Referring to the side impact reinforcements 40 shown in FIGS. 7 and FIGS. 5A-5C, it is to be understood that in one non-limiting example, the side impact reinforcement 40 may be formed from HSLA350 Steel where the thickness can be in the range of 0.5 to 1.0 mm. In yet another non-limiting example, the B-Pillar outer bracket 24 shown in FIGS. 5A-5C and FIG. 7 may also be formed from DP780 steel. The thickness of the B-Pillar outer bracket 24 may range from 1.0 mm to 2.0 mm.
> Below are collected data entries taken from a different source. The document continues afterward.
PR #1554, opened 2020-07-16
show_dsn: Fix crash with django-postgres-extra

tony:
https://django-postgres-extra.readthedocs.io/en/latest/

Manager doesn't follow the naming convention, but is still compatible with postgres DSN


trbs:
Thanks !

PR #1556, opened 2020-07-20
[mock] Use unitest mock module now in std lib

Djailla:
With current compatibility with Python >= 3.5, no need to use mock external module, it's integrated in the python standard library.


trbs:
Awesome thanks !

Issue #1467, opened 2020-01-20
--database option to be supported on the applicable functionalities


subramanyamVemu:
For most of the command line utilities it would be good to have the --database "<database>"

luchiago:
Hi. @subramanyamVemu @trbs I would like to tackle this issue, but I need more information. What should be the output of this command? Just show the database that is being used?

trbs:
> Hi. @subramanyamVemu @trbs I would like to tackle this issue, but I need more information. What should be the output of this command? Just show the database that is being used? And where this command should be available?

I am not sure I understand the question.

I think the point of this issue is twofold:
1) Support Django database routing for commands that do something with the database.
2) Make it uniform and work in the same way as Django does.

Currently `syncdata`, `sqlcreate`, `sqldsn`, `reset_schema`, `drop_tests_database` and `reset_db` have a `--database` option. (I use committed a patch to deprecate old style --router and consistently use `DEFAULT_DB_ALIAS`)

Other commands might still need a `--database` option and only work on the `DEFAULT_DB_ALIAS` for now.

luchiago:
@trbs Interesting. I sent a PR #1559 with a change on `print_settings.py`. I misunderstand the request and did another thing. Can we discuss the commands that need this option?

trbs:
Most likely any command using things like `from django.db import connection` or `from django.db import connections` and does not have a `--database` is a likely candidate. You can grep for it with something like: `$ ack 'connection' django_extensions/management/commands` (Replace `ack` with `grep` if you do not have `ack` installed)

A few possible candidates of the top of my head:
- `delete_squashed_migrations`
- `list_model_info`
- `sqldiff` (but also one of the most complicated pieces... not for the feint of heart to touch :-) )

luchiago:
@trbs Okay, I will work on this.

PR #1559, opened 2020-07-24
[feat] Database Option

luchiago:
Feature requested in the #1467. I added a new option in `print_settings.py` to show the current database. But we need to approve and merge the #1553 PR, because I made some refactoring in this file through this PR

### DIFF
--- a/django_extensions/management/commands/print_settings.py
+++ b/django_extensions/management/commands/print_settings.py
@@ -10,11 +10,11 @@ import json
 
 from django.conf import settings as default_settings
 from django.core.management.base import BaseCommand, CommandError
-
-from django_extensions.management.utils import signalcommand
 from django.views.debug import SafeExceptionReporterFilter
 
-DEFAULT_FORMAT = 'simple'
+from django_extensions.management.utils import signalcommand
+
+DEFAULT_FORMAT = "simple"
 DEFAULT_INDENT = 4
 DEFAULT_SECRETS = False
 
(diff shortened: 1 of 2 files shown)


django_extensions/management/commands/print_settings.py
```diff
@@ -26,34 +29,37 @@ def add_arguments(self, parser):
...
-            default=4,
+            default=DEFAULT_INDENT,
             dest='indent',
             type=int,
             help='Specifies indent level for JSON and YAML'
         )
+        parser.add_argument(
+            '--show-secrets',
+            default=DEFAULT_SECRETS,
+            dest='show secrets',
```
trbs: please do not use spaces, use underscores.

django_extensions/management/commands/print_settings.py
```diff
@@ -111,3 +111,13 @@ def include_attr(attr, settings):
     def print_simple(a_dict):
         for key, value in a_dict.items():
             print("%-40s = %r" % (key, value))
+
+    @staticmethod
+    def safe_settings():
+        try:
+            return SafeExceptionReporterFilter().get_safe_settings()
```
trbs, line 131: If django < 3.0 does not have this class then the import above will already have failed and this code is meaningless.

Either the comment below is wrong or we should catch `ImportError` during importing.

FYI: This entire code can be replaced to function at startup time which seem to be preferred to this way if it served no additional function.

django_extensions/management/commands/print_settings.py
```diff
@@ -47,11 +47,17 @@ def add_arguments(self, parser):
             type=bool,
             help="Specifies if should be revealed the value of secrets",
         )
+        parser.add_argument(
+            "--database",
+            dest="show database",
```
trbs, line 52: no spaces, just underscores :-)

trbs:
I guess I don't understand what purpose this PR serves... `DATABASES` is already included on the output of `print_settings` ?

luchiago:
> I guess I don't understand what purpose this PR serves... `DATABASES` is already included on the output of `print_settings` ?

@trbs As I said on #1467, I misunderstand the purpose. Let's close this PR and I can do the right one.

Furthermore the rocker reinforcement 22 shown in FIG. 7 may also, but not necessarily be formed from DP780 Steel.

While the best mode for carrying out the invention has been described in detail, those familiar with the art to which this invention relates will recognize various alternative designs and embodiments for practicing the invention as defined by the following claims.

Claims

1. A vehicle roof support assembly comprising:

a roof rail;

a rocker;

a first hollow support member and a second hollow support member each having at least a first wall, a second wall and a third wall, the first support member and the second hollow support member each having a tubular lower area that extends upwardly from the rocker panel and an upper section that extends downwardly from the roof rail;

wherein the first hollow support member and the second hollow support member are spaced apart from one another in at least a middle area of the first hollow support member and second hollow support member.

2. The vehicle roof support assembly as defined in claim 1 wherein the first hollow support member and the second hollow support member are operatively configured to accommodate a wiring harness and a grommet between the first hollow support member and the second hollow support member, the wiring harness and grommet being affixed to a body side inner panel.

3. The vehicle roof support assembly as defined in claim 1 wherein the first and second hollow support members each having an upper end, the upper end of each of the first hollow support member and the second hollow support member is compressed together and is assembled to an outer surface and an upper surface of the roof rail.

4. The vehicle roof support assembly as defined in claim 1 wherein the tubular lower area terminates in a compressed attachment flange that includes only an inner wall and an outer wall and that is assembled to an outer surface of the rocker panel.

5. The vehicle roof support assembly of claim 2 wherein the rocker attachment flange extends around to the rocker panel.

6. The vehicle roof support assembly of claim 5 wherein the rocker attachment flange is spot welded to the rocker panel.

7. The vehicle roof support assembly as defined in claim 1 wherein each tubular upper section of the first and second hollow support members are coupled to the roof rail via a b-pillar bracket.

8. The vehicle roof support assembly as defined in claim 3 wherein the compressed upper ends of the first hollow support member and the second hollow support member define a rail attachment flange that includes only an inner wall and an outer wall, the rail attachment flange being assembled to an outer surface of the roof rail.

9. The vehicle roof support assembly of claim 8 wherein the compressed rail attachment flange is spot welded to the roof rail.

10. The vehicle roof support assembly of claim 1 further comprising a side reinforcement bracket affixed to the first hollow support member and the second hollow support member.

11. The vehicle roof support assembly of claim 10 further comprising a rocker reinforcement operatively configured to couple the first hollow support member and the second hollow support member to the rocker.

12. The vehicle roof support assembly of claim 1 wherein the first and second hollow support members are welded to one another at the upper section of each the first and second hollow support members.